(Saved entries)
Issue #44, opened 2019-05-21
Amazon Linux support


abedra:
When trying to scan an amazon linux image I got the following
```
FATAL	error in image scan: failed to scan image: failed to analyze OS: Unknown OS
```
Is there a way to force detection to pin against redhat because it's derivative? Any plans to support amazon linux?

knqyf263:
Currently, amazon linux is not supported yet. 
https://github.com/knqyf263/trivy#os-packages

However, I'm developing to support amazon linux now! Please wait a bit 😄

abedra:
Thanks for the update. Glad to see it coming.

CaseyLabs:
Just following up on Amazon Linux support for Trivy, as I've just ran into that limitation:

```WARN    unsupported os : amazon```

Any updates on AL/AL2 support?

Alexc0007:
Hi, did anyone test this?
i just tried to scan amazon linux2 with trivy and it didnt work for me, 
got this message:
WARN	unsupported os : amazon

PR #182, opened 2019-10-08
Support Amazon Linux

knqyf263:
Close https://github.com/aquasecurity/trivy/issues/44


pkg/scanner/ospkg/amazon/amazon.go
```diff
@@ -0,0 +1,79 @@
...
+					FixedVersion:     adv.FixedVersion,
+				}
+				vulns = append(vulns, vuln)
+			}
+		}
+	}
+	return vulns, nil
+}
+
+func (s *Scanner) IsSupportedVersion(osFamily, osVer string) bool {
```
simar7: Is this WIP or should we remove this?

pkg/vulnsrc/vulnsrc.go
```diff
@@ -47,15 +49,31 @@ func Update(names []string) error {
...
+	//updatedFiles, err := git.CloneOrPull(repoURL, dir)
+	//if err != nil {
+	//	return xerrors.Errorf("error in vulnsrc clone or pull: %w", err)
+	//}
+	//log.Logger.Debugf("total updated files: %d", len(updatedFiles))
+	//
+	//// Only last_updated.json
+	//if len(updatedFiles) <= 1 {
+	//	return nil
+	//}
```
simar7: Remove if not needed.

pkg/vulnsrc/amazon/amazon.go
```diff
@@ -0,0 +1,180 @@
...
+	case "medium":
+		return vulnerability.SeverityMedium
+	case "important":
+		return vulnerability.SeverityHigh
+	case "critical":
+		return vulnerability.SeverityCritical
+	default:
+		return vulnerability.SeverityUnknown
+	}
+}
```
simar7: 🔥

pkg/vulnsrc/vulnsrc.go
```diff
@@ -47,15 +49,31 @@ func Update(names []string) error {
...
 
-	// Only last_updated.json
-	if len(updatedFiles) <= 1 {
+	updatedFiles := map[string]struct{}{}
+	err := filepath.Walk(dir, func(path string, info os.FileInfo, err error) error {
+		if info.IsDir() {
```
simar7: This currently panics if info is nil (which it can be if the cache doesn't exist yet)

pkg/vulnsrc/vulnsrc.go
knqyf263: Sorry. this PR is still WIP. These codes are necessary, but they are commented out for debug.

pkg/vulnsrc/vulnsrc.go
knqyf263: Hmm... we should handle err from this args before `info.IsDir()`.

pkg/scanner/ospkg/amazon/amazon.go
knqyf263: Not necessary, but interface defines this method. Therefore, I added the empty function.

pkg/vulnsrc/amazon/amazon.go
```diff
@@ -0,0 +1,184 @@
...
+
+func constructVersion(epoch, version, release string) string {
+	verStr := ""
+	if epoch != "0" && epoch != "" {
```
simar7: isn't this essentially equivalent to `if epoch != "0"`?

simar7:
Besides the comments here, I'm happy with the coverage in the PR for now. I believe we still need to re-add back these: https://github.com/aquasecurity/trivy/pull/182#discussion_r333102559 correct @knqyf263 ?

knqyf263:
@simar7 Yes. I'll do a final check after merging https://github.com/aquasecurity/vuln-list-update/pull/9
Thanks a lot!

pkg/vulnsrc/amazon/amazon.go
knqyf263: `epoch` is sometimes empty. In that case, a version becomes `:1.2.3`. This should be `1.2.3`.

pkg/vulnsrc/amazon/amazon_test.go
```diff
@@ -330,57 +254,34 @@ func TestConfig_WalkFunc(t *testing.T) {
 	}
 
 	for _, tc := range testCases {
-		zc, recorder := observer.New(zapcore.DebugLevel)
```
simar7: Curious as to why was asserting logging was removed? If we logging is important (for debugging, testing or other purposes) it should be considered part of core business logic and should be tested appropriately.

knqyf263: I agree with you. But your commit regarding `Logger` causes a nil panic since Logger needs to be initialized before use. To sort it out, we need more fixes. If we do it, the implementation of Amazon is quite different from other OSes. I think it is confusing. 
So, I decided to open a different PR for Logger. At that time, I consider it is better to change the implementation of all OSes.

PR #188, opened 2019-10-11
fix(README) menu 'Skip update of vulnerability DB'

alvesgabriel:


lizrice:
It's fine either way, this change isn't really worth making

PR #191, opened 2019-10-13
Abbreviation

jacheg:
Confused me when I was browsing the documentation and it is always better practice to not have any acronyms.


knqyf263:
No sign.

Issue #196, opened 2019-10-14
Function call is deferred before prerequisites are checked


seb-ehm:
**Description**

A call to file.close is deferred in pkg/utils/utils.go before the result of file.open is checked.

[EXERCISE DESCRIPTION] Tell how many lines of the data above include the string "just", with no other text in the answer.

[SOLUTION TO THIS TASK] 2